Phobos, güneş sistemindeki Mars’la aynı veya en azından benzer konumda oluşmuş olsaydı, MMX’in getirdiği malzemenin bileşiminin de Δ olmasını beklerdik.17O yaklaşık 0,3.
Daha önce de belirtildiği gibi #TeamCapture, Phobos’un karbonlu kondrit benzeri bir kökene sahip olduğunu öne sürüyor. Bilim adamları tarafından incelenen bilinen tüm karbonlu kondritler ortaya çıkardı negatif izotop Δ17O, -0,5’ten -4’e kadar değişiyor. Bu nedenle oksijen, Mars’ın uydularının kökeninin çözülmesinde son derece güçlü bir araç olabilir ve materyal Dünya’ya geri gönderildiğinde görev için yüksek bir öncelik olmalıdır.
Eğer Phobos gerçekten de Mars’ın eski bir parçasını temsil ediyorsa, Mars’ın en ilkel materyalini içeriyor olabilir. Mars, rüzgar erozyonu ve su değişimi de dahil olmak üzere yüzeyindeki kayaları değiştiren çok çeşitli süreçler yaşadı. Viking gibi yörünge araçlarıyla gözlemlenen kuru nehir yatakları gibi özelliklere dayanarak, Mars’ta bir zamanlar suyun var olduğu açıktır.
Bu su muhtemelen asteroitler ve kuyruklu yıldızların karışımından ve volkanik aktiviteden kaynaklanmıştır. Mars ayrıca suyun gezegenin yüzeyinde sıvı olarak bulunmasına izin veren kalın bir atmosfere sahipti.
Öte yandan Phobos, sudan kaynaklanan kirlenme gibi süreçlerin yaşanmadığı (küçük darbe olayları yaşanmış olsa da) havasız bir cisim olarak kaldı. Bu, Phobos’tan getirilen örneklerin, Mars’ın orijinal su içeriğine ilişkin son derece önemli bilgiler sağlayabileceği ve güneş sisteminin erken dönemlerinde meydana gelen süreçlere bir pencere açabileceği anlamına geliyor.

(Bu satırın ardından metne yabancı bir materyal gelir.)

PR #891, opened 2026-04-10
Learnset and battle format of each Pokémon

SantiagoRR2004:
I am adding the property of the normal learnset of each Pokémon, so later we can more easily process _Zoroarks_. It is nice to store the format because some don't use the normal one.

### DIFF
--- a/src/poke_env/battle/pokemon.py
+++ b/src/poke_env/battle/pokemon.py
@@ -103,8 +103,9 @@ class Pokemon:
         self._ivs: list[int] | None = None
         self._nature: str | None = None
         self._format: Optional[str] = format
-        self._learnset_format: bool = not any(
-            f in (self._format or "") for f in self._ALL_MOVES_FORMATS
+        self._learnset_format: bool = (
+            not any(f in (self._format or "") for f in self._ALL_MOVES_FORMATS)
+            and gen >= 3
         )
 
         # Battle related attributes
@@ -676,7 +677,29 @@ class Pokemon:
         self._weightkg = dex_entry["weightkg"]
 
         # Now the moveset
-        learnsets = GenData.from_gen(self.gen).learnset
+        current_gen = self.gen
+        while current_gen >= 3 and not self._learnset:
+            self.update_learnset(species, current_gen)
+            current_gen -= 1
+
+    def update_learnset(self, species: str, gen: int) -> None:
+        """
+        Update the learnset of the Pokemon based on its species and the gen.
+
+        This function is used to obtain a non empty learnset for the Pokémon
+        by going backwards if it has been Dexited. The learnset is not
+        available for the Gens 1 and 2 so this function would do nothing
+        for those Gens.
+
+        Args:
+            - species (str): the species to update the learnset for
+            - gen (int): the gen to update the learnset for
+
+        Returns:
+            - None: this method updates the learnset in place and does not return anything
+        """
+        dex_entry = GenData.from_gen(gen).pokedex[species]
+        learnsets = GenData.from_gen(gen).learnset
 
         all_moves: Dict[str, List[str]] = defaultdict(list)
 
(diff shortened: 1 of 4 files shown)


SantiagoRR2004:
@cameronangliss, I was looking at the future of using the learnset and there would be conflicts on some tests. Some of the battles should be changed to anythinggoes or have so their moves altered for that generation. Is there any documentation about how they handled Dexit? Should the learnset be the one of gen 7?

cameronangliss:
hi @SantiagoRR2004, I'm not able to come up with a good answer after a quick lookover, I'll have to find some time to look at this later, maybe next weekend.

SantiagoRR2004:
OK. I did some research and in the conclusion of the following [Smogon article](https://www.smogon.com/articles/dexit-most-missed) it says that in some formats you can use the Pokémon that are not in the Pokédex. They simply have their moves. So I made it go back to previous generations and get the possible moves from there. I think this could be ready to merge.

src/poke_env/battle/pokemon.py
```diff
@@ -662,6 +675,77 @@ def _update_from_pokedex(self, species: str, store_species: bool = True):
         self._heightm = dex_entry["heightm"]
         self._weightkg = dex_entry["weightkg"]
 
+        # Now the moveset
+        current_gen = self.gen
+        while current_gen >= 3 and not self._learnset:
```
hsahovic: I think this should be in the function

src/poke_env/battle/pokemon.py
```diff
@@ -662,6 +675,77 @@ def _update_from_pokedex(self, species: str, store_species: bool = True):
...
+            self.update_learnset(species, current_gen)
+            current_gen -= 1
+
+    def update_learnset(self, species: str, gen: int) -> None:
```
hsahovic: I think this should be cached and handled by `GenData`

hsahovic (changes requested):

SantiagoRR2004:
Now the learnset is cached in `GenData`.

src/poke_env/battle/pokemon.py
```diff
@@ -93,6 +101,11 @@ def __init__(
         self._evs: list[int] | None = None
         self._ivs: list[int] | None = None
         self._nature: str | None = None
+        self._format: Optional[str] = format
+        self._learnset_format: bool = (
```
hsahovic, line 103: is this used anywhere?

src/poke_env/battle/pokemon.py
```diff
@@ -61,6 +64,9 @@ class Pokemon:
         "_weightkg",
     )
 
+    # The formats that have a different learnset
+    _ALL_MOVES_FORMATS = ["hackmons", "anythinggoes", "stabmons", "sketchmons"]
```
hsahovic: Why anything goes?

hsahovic (approved):
I left two minor questions - lmk what you think

src/poke_env/battle/pokemon.py
SantiagoRR2004: I have searched and I haven't found the reason why. Maybe I thought that it could be used in the future. It can be removed without the code breaking.

src/poke_env/battle/pokemon.py
SantiagoRR2004: I probably got confused. I will fix it in a commit.

SantiagoRR2004:
This last commit was an empty one because one of the checks failed. It was a TimeoutError and probably was GitHub's fault.

src/poke_env/battle/pokemon.py
hsahovic: Yep let's remove it!

hsahovic: After that I think we're good to go :)

SantiagoRR2004:
I think that is everything.

One curious thing about the [learnsets](https://raw.githubusercontent.com/hsahovic/poke-env/refs/heads/master/src/poke_env/data/static/learnset.json) is that they all start in generation 3. I made the learnset checker (`self._learnset_format`) only be True when it is higher than 2 because of this.

src/poke_env/battle/pokemon.py
SantiagoRR2004: I committed a fix that removed it.

hsahovic:
Thank you @SantiagoRR2004 !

MMX, uzay araştırmalarındaki en heyecan verici planlı görevlerden biridir. Bir yıldan az bir süre kala, başarılı bir lansman, numune alımı ve numune iadesi için şimdiden parmaklarımızı çaprazladık. Ben de dahil olmak üzere pek çok bilim insanı, bir gün bu örnekleri inceleme olasılığını kesinlikle çok isterdi.
Bu makale şuradan yeniden yayınlanmıştır: Konuşma Creative Commons lisansı altındadır. Okumak orijinal makale.
Alıntı: Mars’ın uydularının uzun süredir devam eden gizemi ve onu çözebilecek görev (2023, 9 Aralık) 9 Aralık 2023 tarihinde https://phys.org/news/2023-12-longstanding-mystery-mars-moonsand-mission adresinden alındı .html
Bu belge telif haklarına tabidir. Özel çalışma veya araştırma amacıyla yapılan her türlü adil işlem dışında, yazılı izin alınmadan hiçbir kısmı çoğaltılamaz. İçerik yalnızca bilgilendirme amaçlı sağlanmıştır.